The ladies exchanged another look.

The taller lady began, “He—”

But the shorter lady stepped on her foot, making her cut off her words with a squeak.

“He is our baby,” the little round woman said.

Dante looked between the blond, light-skinned child to the Indian woman. “I see.”

“Savita-di, you are only making matters worse,” the taller woman scolded. She turned to Dante. “The child was in That Terrible Man’s car, along with the baby he stole.”

“Wait. You mean—”

But Zoey interrupted him. “He stole—kidnapped—
two
babies?”

The taller lady nodded vigorously. “Yes! Yes, he is a most vile man.”

“But where is the other—?” Zoey started.

“This is what we are trying to tell you!” Savita Gupta said. “He took our minivan with the child inside!”

“Oh, my God!” Zoey said.

“Can we go in the building?” Dante asked.

No one listened to him.

“He is iniquitous!” the tall lady was sputtering. “A terrible, terrible man, and I do not know what he will do with that sweet, innocent baby, no, I do—”

“Look,” Dante said loudly. “Let’s go inside before the remaining baby freezes, shall we?”

“You don’t have to yell,” Zoey muttered.

He rolled his eyes but refrained from snapping back, since she was obviously under strain. He herded the women inside the little convenience store. There was a fast-food sub shop to one side of the store, and Dante found them all a table. The baby by this time had stopped whining and appeared to have fallen into an exhausted sleep. He was a chunky little kid and looked too heavy for the woman holding him.

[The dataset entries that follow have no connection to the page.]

PR #454, opened 2020-08-20
Configurable resource requirements for APIManager components

miguelsorianod:
This PR adds configurable resource requirements for APIManager components.

### Summary of the implemented behaviour

* Configurable resource requirements per component has been added
* When resource requirements are not specified at component level the global defaults for the component are used for it (if enabled)
* When resource requirements are specified at component level, they take over preference over the global default and they follow a REPLACE behaviour (instead of merge behaviour) with the defaults.

### Detailed implemented behaviour

* global-level defaults for resource limits and requests for the components of 3scale are provided. This global-level defaults can be enabled or disabled through a CR attribute that already existed before this PR, named 'resourceRequirementsEnabled'.
* component-level *resources* attribute is provided at component level (for example spec.backend.listenerSpec.resources attribute):
 * If it is not set by the user or set to nil and the global-level CR attribute is not set to true then no resource limits and/or requests are enforced
 * If it is not set by the user or set to nil and the global-level CR attribute is set to true then the defaults for that given component are set
 * If it is set by the user to a non-nil value then the resources requests and limits set are the ones specified by the user with a REPLACE behaviour, not a merge behavior. Global defaults are not used for that component then, independently of the value of the global-level CR attribute. In this case, omitting a limit, request or cpu,memory inside a limit o request is equivalent to not enforcing it for that component. This is the same behavior that ResourceLimits have in Kubernetes.

#### Possible use case scenarios
1. The user wants to have default limits and requests for all components enabled and wants to modify them for a specific DeploymentConfig
  - The user is able to do that by setting the global resourceRequirementsEnabled attribute to true (default behavior) and then specifying the desired
    values on the corresponding *resources* attribute provided at component level in the APIManager CR
2. The user wants to have default limits and requests for all components disabled and wants to set them with custom values for a specific DeploymentConfig
  - The user is able to do that by setting the global resourceRequirementsEnabled attribute to false and then specifying the desired values on the
    corresponding *resources* attribute provided at component level in the APIManager CR
  - Limitation: The user has no way to specify not having a default limit and having a custom request for that same component or viceversa
3. The user wants to have default limits and requests for all components enabled and wants to disable them for a specific DeploymentConfig
  - The user is able to do that by setting the global resourceRequirementsEnabled attribute to true (default behavior) and then setting the corresponding
    *resources* attribute provided at component level in the APIManager CR as the empty map value `{}`

#### Unsupported scenarios

Basically the ones that involve a potentially desired merge behavior between global defaults and custom values:
1. On a given component, having a global default resource request and a custom resource limit for that same component or viceversa
2. On a given component, not having a global default resource request and having a custom resource limit for the same component or viceversa
3. On a given component, having a global default CPU and having custom Memory, or having global default Memory and having custom CPU for resource requirements
4. On a given component, having a global default CPU and having custom Memory, or having global default Memory and using custom CPU  for resource limits

Allowing those unsupported scenarios would require us to stop using the v1.ResourceRequirements type provided by Kubernetes in our CR and provide our own type where we can differentiate between setting resource requests to nil or empty, as the Kubernetes implementation treats those values with the same behavior, which is not enforcing them in that case.
The alternative implementation:
* Increases complexity
* May not be intuitive for users as it differs from how v1.ResourceRequirements field works (nil, vs empty, ...)
* Removes flexibility. Right now by reusing v1.ResourceRequirements other possible additional resources can be specified potentially, we would not be limited to CPU and requests. We would not be able to take advantage on changes/improvements on that type
* Allows more configuration combinations between defaults and custom resources at both requests/limits level and cpu/memory inside requests/limits
* Opens up new additional questions about how to specify cpus and memory and other potential resources (provide a map as kubernetes does, attribute fields? use Quantity attribute? etc...)

- [x] Documentation

### DIFF
--- a/deploy/crds/apps.3scale.net_apimanagers_crd.yaml
+++ b/deploy/crds/apps.3scale.net_apimanagers_crd.yaml
@@ -670,6 +670,26 @@ spec:
                     replicas:
                       format: int64
                       type: integer
+                    resources:
+                      description: ResourceRequirements describes the compute resource
+                        requirements.
+                      properties:
+                        limits:
+                          additionalProperties:
+                            type: string
+                          description: 'Limits describes the maximum amount of compute
+                            resources allowed. More info: https://kubernetes.io/docs/concepts/configuration/manage-compute-resources-container/'
+                          type: object
+                        requests:
+                          additionalProperties:
+                            type: string
+                          description: 'Requests describes the minimum amount of compute
+                            resources required. If Requests is omitted for a container,
+                            it defaults to Limits if that is explicitly specified,
+                            otherwise to an implementation-defined value. More info:
+                            https://kubernetes.io/docs/concepts/configuration/manage-compute-resources-container/'
+                          type: object
+                      type: object
                     tolerations:
                       items:
                         description: The pod this Toleration is attached to tolerates
@@ -1347,6 +1367,26 @@ spec:
                     replicas:
                       format: int64
                       type: integer
+                    resources:
+                      description: ResourceRequirements describes the compute resource
+                        requirements.
+                      properties:
+                        limits:
+                          additionalProperties:
+                            type: string
+                          description: 'Limits describes the maximum amount of compute
+                            resources allowed. More info: https://kubernetes.io/docs/concepts/configuration/manage-compute-resources-container/'
+                          type: object
+                        requests:
+                          additionalProperties:
+                            type: string
+                          description: 'Requests describes the minimum amount of compute
+                            resources required. If Requests is omitted for a container,
+                            it defaults to Limits if that is explicitly specified,
+                            otherwise to an implementation-defined value. More info:
+                            https://kubernetes.io/docs/concepts/configuration/manage-compute-resources-container/'
+                          type: object
+                      type: object
                     tolerations:
                       items:
                         description: The pod this Toleration is attached to tolerates
--- a/deploy/crds/apps.3scale.net_apimanagers_crd.yaml
+++ b/deploy/crds/apps.3scale.net_apimanagers_crd.yaml
@@ -10353,6 +10353,26 @@ spec:
                     replicas:
                       format: int64
                       type: integer
+                    resources:
+                      description: ResourceRequirements describes the compute resource
+                        requirements.
+                      properties:
+                        limits:
+                          additionalProperties:
+                            type: string
+                          description: 'Limits describes the maximum amount of compute
+                            resources allowed. More info: https://kubernetes.io/docs/concepts/configuration/manage-compute-resources-container/'
+                          type: object
+                        requests:
+                          additionalProperties:
+                            type: string
+                          description: 'Requests describes the minimum amount of compute
+                            resources required. If Requests is omitted for a container,
+                            it defaults to Limits if that is explicitly specified,
+                            otherwise to an implementation-defined value. More info:
+                            https://kubernetes.io/docs/concepts/configuration/manage-compute-resources-container/'
+                          type: object
+                      type: object
                     tolerations:
                       items:
                         description: The pod this Toleration is attached to tolerates
@@ -10992,6 +11012,25 @@ spec:
                             - topologyKey
                             type: object
                           type: array
+                      type: object
+                  type: object
+                databaseResources:
+                  description: ResourceRequirements describes the compute resource
+                    requirements.
+                  properties:
+                    limits:
+                      additionalProperties:
+                        type: string
+                      description: 'Limits describes the maximum amount of compute
+                        resources allowed. More info: https://kubernetes.io/docs/concepts/configuration/manage-compute-resources-container/'
+                      type: object
+                    requests:
+                      additionalProperties:
+                        type: string
+                      description: 'Requests describes the minimum amount of compute
+                        resources required. If Requests is omitted for a container,
+                        it defaults to Limits if that is explicitly specified, otherwise
+                        to an implementation-defined value. More info: https://kubernetes.io/docs/concepts/configuration/manage-compute-resources-container/'
                       type: object
                   type: object
                 databaseTolerations:
@@ -11668,6 +11707,26 @@ spec:
                     replicas:
                       format: int64
                       type: integer
+                    resources:
+                      description: ResourceRequirements describes the compute resource
+                        requirements.
+                      properties:
+                        limits:
+                          additionalProperties:
+                            type: string
+                          description: 'Limits describes the maximum amount of compute
+                            resources allowed. More info: https://kubernetes.io/docs/concepts/configuration/manage-compute-resources-container/'
+                          type: object
+                        requests:
+                          additionalProperties:
+                            type: string
+                          description: 'Requests describes the minimum amount of compute
+                            resources required. If Requests is omitted for a container,
+                            it defaults to Limits if that is explicitly specified,
+                            otherwise to an implementation-defined value. More info:
+                            https://kubernetes.io/docs/concepts/configuration/manage-compute-resources-container/'
+                          type: object
+                      type: object
                     tolerations:
                       items:
                         description: The pod this Toleration is attached to tolerates
--- a/deploy/crds/apps.3scale.net_apimanagers_crd.yaml
+++ b/deploy/crds/apps.3scale.net_apimanagers_crd.yaml
@@ -4829,6 +4829,66 @@ spec:
                               type: array
                           type: object
                       type: object
+                    developerContainerResources:
+                      description: ResourceRequirements describes the compute resource
+                        requirements.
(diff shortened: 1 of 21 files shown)


eguzki:
```
Configurable resource requirements per component has been added
```

:+1: per component is  per container.

```
When resource requirements are not specified at component level the global defaults for the component are used for it (if enabled)
```

Good. Intuitive and common sense.    

```
When resource requirements are specified at component level, they take over preference over the global default and they follow a REPLACE behaviour (instead of merge behaviour) with the defaults.
```
Agree. REPLACE behavior is easier and enough. Merge behavior (with defaults) can be confusing and requires not standard data structure type in the CRD to define resource requirements. REPLACE behavior requires, though, to know existing defaults. A user may want to update cpu limit and leave cpu requests, memory limits and memory requests "as defaults". So the user needs to create structure with desired cpu limit and copy other values from defaults.  For example:

```
resources:
      requests:
        memory: "64Mi" <- copied from defaults
        cpu: "250m" <- copied from defaults
      limits:
        memory: "128Mi" <- copied from defaults
        cpu: "500m" <- desired cpu value
```

For that, default values should be documented.

deploy/crds/apps.3scale.net_apimanagers_crd.yaml
```diff
@@ -670,6 +670,26 @@ spec:
...
+                    resources:
+                      description: ResourceRequirements describes the compute resource
+                        requirements.
+                      properties:
+                        limits:
+                          additionalProperties:
+                            type: string
+                          description: 'Limits describes the maximum amount of compute
+                            resources allowed. More info: https://kubernetes.io/docs/concepts/configuration/manage-compute-resources-container/'
+                          type: object
```
eguzki, line 682: `cpu` and `memory` is not defined here?

pkg/3scale/amp/operator/apicast_options_provider.go
```diff
@@ -60,6 +60,18 @@ func (a *ApicastOptionsProvider) setResourceRequirementsOptions() {
 		a.apicastOptions.ProductionResourceRequirements = v1.ResourceRequirements{}
 		a.apicastOptions.StagingResourceRequirements = v1.ResourceRequirements{}
 	}
+
+	// DeploymentConfig-level ResourceRequirements CR fields have priority over
+	// spec.resourceRequirementsEnabled, overwriting that setting when they are
+	// defined
+	if a.apimanager.Spec.Apicast.ProductionSpec.Resources != nil {
```
eguzki, line 67: `a.apimanager.Spec.Apicast.ProductionSpec` is not nil always?

pkg/3scale/amp/operator/backend_options_provider.go
```diff
@@ -156,6 +156,19 @@ func (o *OperatorBackendOptionsProvider) setResourceRequirementsOptions() {
 		o.backendOptions.WorkerResourceRequirements = v1.ResourceRequirements{}
 		o.backendOptions.CronResourceRequirements = v1.ResourceRequirements{}
 	}
+
+	// DeploymentConfig-level ResourceRequirements CR fields have priority over
+	// spec.resourceRequirementsEnabled, overwriting that setting when they are
+	// defined
+	if o.apimanager.Spec.Backend.ListenerSpec.Resources != nil {
```
eguzki, line 163: `o.apimanager.Spec.Backend.ListenerSpec` not nil always?

pkg/3scale/amp/operator/zync_options_provider.go
```diff
@@ -117,6 +117,19 @@ func (z *ZyncOptionsProvider) setResourceRequirementsOptions() {
...
 	}
+
+	// DeploymentConfig-level ResourceRequirements CR fields have priority over
+	// spec.resourceRequirementsEnabled, overwriting that setting when they are
+	// defined
+	if z.apimanager.Spec.Zync.AppSpec.Resources != nil {
+		z.zyncOptions.ContainerResourceRequirements = *z.apimanager.Spec.Zync.AppSpec.Resources
+	}
+	if z.apimanager.Spec.Zync.QueSpec.Resources != nil {
+		z.zyncOptions.ContainerResourceRequirements = *z.apimanager.Spec.Zync.QueSpec.Resources
```
eguzki, line 128: should be `z.zyncOptions.QueContainerResourceRequirements`

eguzki (changes requested):
Overall LGTM.

Left some comments. I also miss some option provider tests.

pkg/3scale/amp/operator/zync_options_provider.go
miguelsorianod: :+1:

pkg/3scale/amp/operator/backend_options_provider.go
miguelsorianod: Yes.

We initialize it in the `setDefaults` method for the CR

pkg/3scale/amp/operator/apicast_options_provider.go
miguelsorianod: Yes.

We initialize it in the `setDefaults` method for the CR

deploy/crds/apps.3scale.net_apimanagers_crd.yaml
miguelsorianod: Nope.

The k8s value for limits/requests is:
```
type ResourceRequirements struct {
	// Limits describes the maximum amount of compute resources allowed.
	// More info: https://kubernetes.io/docs/concepts/configuration/manage-compute-resources-container/
	// +optional
	Limits ResourceList `json:"limits,omitempty" protobuf:"bytes,1,rep,name=limits,casttype=ResourceList,castkey=ResourceName"`
	// Requests describes the minimum amount of compute resources required.
	// If Requests is omitted for a container, it defaults to Limits if that is explicitly specified,
	// otherwise to an implementation-defined value.
	// More info: https://kubernetes.io/docs/concepts/configuration/manage-compute-resources-container/
	// +optional
	Requests ResourceList `json:"requests,omitempty" protobuf:"bytes,2,rep,name=requests,casttype=ResourceList,castkey=ResourceName"`
}
```

Being ResourceList:
```
type ResourceList map[ResourceName]resource.Quantity
```

miguelsorianod:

Dante sighed. This was the problem growing up with an old-fashioned mother. He spoke to the shorter Indian lady. “He looks heavy. Why don’t I give you a break?”

He could feel Zoey’s startled glance, but he kept his own gaze on the Indian woman. She narrowed her eyes at him, but her arms must’ve been aching. She nodded reluctantly.

He took the warm little body—amazing how solid babies were—and settled the sleeping child against his shoulder. “Now. What are your names?”